Planning: A Continuing Challenge

Planning is the foundation of emergency management and a critical element of the nation’s preparedness. Released in September 2011, the National Preparedness Goal defines planning as the ability to “conduct a systematic process engaging the whole community as appropriate in the development of executable strategic, operational, and/or community-based approaches to meet defined objectives.” Planning is one of only three core capabilities (operational coordination and public information and warning are the other two) that spans all five emergency management mission areas: prevention, protection, mitigation, response, and recovery. Therefore, the success of planning is highly dependent on the success of all 31 core capabilities and is critically important to the overall safety and security of the nation.

Identifying Capability Strengths & Weaknesses Exercises, particularly national level exercises, provide emergency managers an opportunity to examine the effectiveness of national preparedness doctrine and the mission area capabilities of federal, state, territorial, local, and tribal responders. As such, exercises are good mechanisms to reveal capability strengths and shortfalls. Findings from previous national level exercises – since the inception of the Top Officials (TOPOFF) program in May 2000 to today – reveal planning as a continuing challenge across the emergency management enterprise.

To this day, the challenges to successful planning often involve issues with currently existing plans and ongoing preparedness activities, including: (a) a lack of specificity in existing plans; (b) a lack of established procedures/formal process(es) in existing plans; (c) a lack of uniformity in and across existing plans; (d) lack of necessary plans; and (e) a lack of training on existing plans.

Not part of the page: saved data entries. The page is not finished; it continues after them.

PR #312, opened 2022-09-23
script: Add a script to reconstruct bundles and find mismatches

kevinuma:
To run the script:

1. Set the desired number of bundles to examine in .env (First n bundles starting from the start of Across). For example:
DATAWORKER_FAST_LOOKBACK_COUNT=100
DATAWORKER_FAST_START_BUNDLE=100
2. Run ts-node src/scripts/investigate.ts --wallet mnemonic
The mnemonic doesn't matter as the script doesn't send any txs.

### DIFF
--- a/.eslintrc.js
+++ b/.eslintrc.js
@@ -5,7 +5,7 @@ module.exports = {
     mocha: true,
     node: true,
   },
-  plugins: ["node", "prettier", "@typescript-eslint", "mocha"],
+  plugins: ["node", "prettier", "@typescript-eslint", "mocha", "chai-expect"],
   extends: [
     "plugin:prettier/recommended",
     "eslint:recommended",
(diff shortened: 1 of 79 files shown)


.eslintrc.js
```diff
@@ -40,7 +40,7 @@ module.exports = {
   },
   overrides: [
     {
-      files: ["scripts/*.ts", "tasks/*.ts"],
+      files: ["src/scripts/*.ts", "scripts/*.ts", "tasks/*.ts"],
```
kevinuma, line 43: To skip lint errors on console.logs in scripts

mrice32 (commented):
This looks great on first pass -- I don't see any high-level issues with the logic flow. The code is pretty dense (which is understandable for this sort of work!), so I will try to take another pass to see if I can identify any operations that seem error prone.

nicholaspai:
I'm not sure we want to actually merge this into `master` because its going to get out of date quickly as Dataworker logic changes and we don't want to have to keep updating it. There's also a lot of hardcoded variables in here. I think its worth reviewing to get one same page about logic but not sure about how to proceed from here.

I also don't think we came away with any action items out of this besides "we don't know what we don't know" and we decided to go with an empirical observation of what the spoke pool deficits were:

1. We see leaf is stuck
2. We see how much token leaf is trying to withdraw from spokepool
3. Compare above amount to current spoke pool balance
4. This is an approximation of the deficit
5. Repeat steps 1-4 after every bundle is validated and pool leaves are executed, and see if deficits are stable

Currently we saw there was a WBTC deficit of 0.03 and 0.06 on Arbitrum and Optimism, so we donated those amounts to the spoke pools, and there hasn't been a leaf stuck since then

The lack of specificity in existing plans is a challenge that spans a broad variety of diverse disciplines and functional areas within emergency management, including law enforcement, health and emergency medical services, intelligence, and cybersecurity. For example, previous national level exercise findings revealed that, although a plan may outline the possible procedures/pathways for multiple organizations to share situational awareness information (even using confusing diagrams to depict the multiple pathways possible), it does not always provide the exact procedures for each individual organization. This lack of specificity often would leave responders unclear on the best and most efficient path forward, and affect the overall timeliness of response and recovery operations. Lack of specificity further advances a misperception that emergency planning and management is not a fully developed profession with specific requirements, processes, technologies, accreditations, certifications, degrees, and standards.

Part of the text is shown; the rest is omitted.